From the figure above we can see that the algorithm evenly splits the points K clusters even if there's no separation between them. Let’s now do the same on a target dataset with 3 natural clusters:

plt.figure(figsize=(12, 3))
for k in range(1,6):
    kmeans = KMeans(n_clusters=k)
    a = kmeans.fit_predict(X)
    plt.subplot(1,5,k)
    plt.scatter(X[:, 0], X[:, 1], c=a)
    plt.xlabel('k='+str(k))
plt.tight_layout()
plt.show()


Here we note that the algorithm, with K=2, correctly isolates one of the clusters grouping the other two together. Then, with K=3, correctly identifies the natural clusters. But, with K=4 and K=5 some of the natural clusters are split in two. If we plot the inertia in both cases we'll see something interesting:

def compute_inertia(a, X):
    W = [np.mean(pairwise_distances(X[a == c, :])) for c in np.unique(a)]
    return np.mean(W)

def compute_gap(clustering, data, k_max=5, n_references=5):
    if len(data.shape) == 1:
        data = data.reshape(-1, 1)
    reference = np.random.rand(*data.shape)
    reference_inertia = []
    for k in range(1, k_max+1):
        local_inertia = []
        for _ in range(n_references):
            clustering.n_clusters = k
            assignments = clustering.fit_predict(reference)
            local_inertia.append(compute_inertia(assignments, reference))
        reference_inertia.append(np.mean(local_inertia))
    
    ondata_inertia = []
    for k in range(1, k_max+1):
        clustering.n_clusters = k
        assignments = clustering.fit_predict(data)
        ondata_inertia.append(compute_inertia(assignments, data))
        
    gap = np.log(reference_inertia)-np.log(ondata_inertia)
    return gap, np.log(reference_inertia), np.log(ondata_inertia)

gap, reference_inertia, ondata_inertia = compute_gap(KMeans())


plt.plot(range(1, k_max+1), reference_inertia,
         '-o', label='reference')
plt.plot(range(1, k_max+1), ondata_inertia,
         '-o', label='data')
plt.xlabel('k')
plt.ylabel('log(inertia)')
plt.show()


On the reference dataset the inertia goes down’ very slowly while on the target dataset it assumes the shape of an elbow!
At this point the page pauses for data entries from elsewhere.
PR #1421, opened 2023-03-27
dev: Update the webpack config to alias crypto

nturinski:
Also removes clean-webpack because all it has done it cause me pain


dev/src/webpack/getDefaultWebpackConfig.ts
```diff
@@ -254,17 +262,6 @@ export function getDefaultWebpackConfig(options: DefaultWebpackOptions): webpack
         ]
     };
 
-    // Clean the dist folder before webpacking
-    if (!options.suppressCleanDistFolder) {
```
alexweininger, line 258: There's an option to suppress it, should we just use that?

alexweininger (commented):
Did you mean to include some utils changes in this PR?

nturinski:
Crap. I did not.

dev/src/webpack/getDefaultWebpackConfig.ts
nturinski: Uggggh I guess we could. It was nice to delete something that hurt me though.

nturinski:
Closing in favor of https://github.com/microsoft/vscode-azuretools/compare/dev/nat/webpackConfig?expand=1

PR #1422, opened 2023-03-27
Export randomUtils. Use webCrypto for browser environment

nturinski:
Relies on https://github.com/microsoft/vscode-azuretools/pull/1421

`getPseudononymousStringHash` now async so I bumped up a minor version since it's a breaking change (though should only be within its own package, but sitll)


alexweininger (approved):

nturinski:
Alex already said yes sooooo 😗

We can now compute the Gap Statistics for each K computing the difference of the two curves showed above:

plt.plot(range(1, k_max+1), gap, '-o')
plt.ylabel('gap')
plt.xlabel('k')


It’s easy to see that the Gap is maximum for K=3, just the right choice for our target dataset.

For a more formal introduction you can check out the following paper: Tibshirani R, Walther G, Hastie T. Estimating the number of clusters in a dataset via the gap statistic. Journal of the Royal Statistics Society 2001.